Would you buy a burning building? Few people in their right mind would, before the liabilities and insurance considerations are sorted out. Yet this is exactly what Baltimore County Executive Roger Hayden seems to suggest when he says he wants the county to acquire a smoldering 35-acre dump site from James F. Jett, a controversial Granite Christmas tree farmer.
In case you just joined in, this is what has happened so far: A fire at Mr. Jett's property began sending putrid smoke throughout the metropolitan area in February, although it may have started much earlier. The cause of the fire is unknown, but investigators suspect arson. So far, county fire officials have spent at least $140,000 on the fire. Since the underground fire is not localized in just a few pockets, firefighting may have to continue for another year or longer.

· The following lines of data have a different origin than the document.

PR #2572, opened 2025-02-20
Refactor emulator configuration to use encapsulated objects

tnaum-ms:
chore: refactores code to use `EmulatorConfiguration`


tnaum-ms:
PR was created by accident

For months, county officials have been complaining about Mr. Jett's lack of cooperation in fighting the fire. Mr. Hayden now proposes to buy out the Christmas tree farmer so the county can gain control over the dump, which has long been plagued by problems. After the fire is extinguished, the property would be converted into a park or a county nursery for trees and shrubs, according to the Hayden proposal. If Wyoming can have Yellowstone Park, surely Baltimore County merits Jett's Park, the county executive seems to be saying.
The solution Mr. Hayden proposes may be an easy one politically, but we do not think it is very savvy. Why should Mr. Jett be rewarded financially for a problem he may have caused? Why isn't the county keeping his feet close to the fire by prosecuting him, instead of helping him turn a potentially huge liability into an asset? Why hasn't the county been more aggressive in pursuing remedies to put out the massive underground fire?
There is another aspect to Mr. Hayden's puzzling proposal. For years, citizens in western Baltimore County have tried to persuade the county to buy parcels suited for parks in Relay and Catonsville. The answer from Towson: if you want parks, come up with the money yourselves. For that reason alone it is incomprehensible how the county government now can turn around and propose the use of county funds to buy a smoky dump which was never meant to be a park.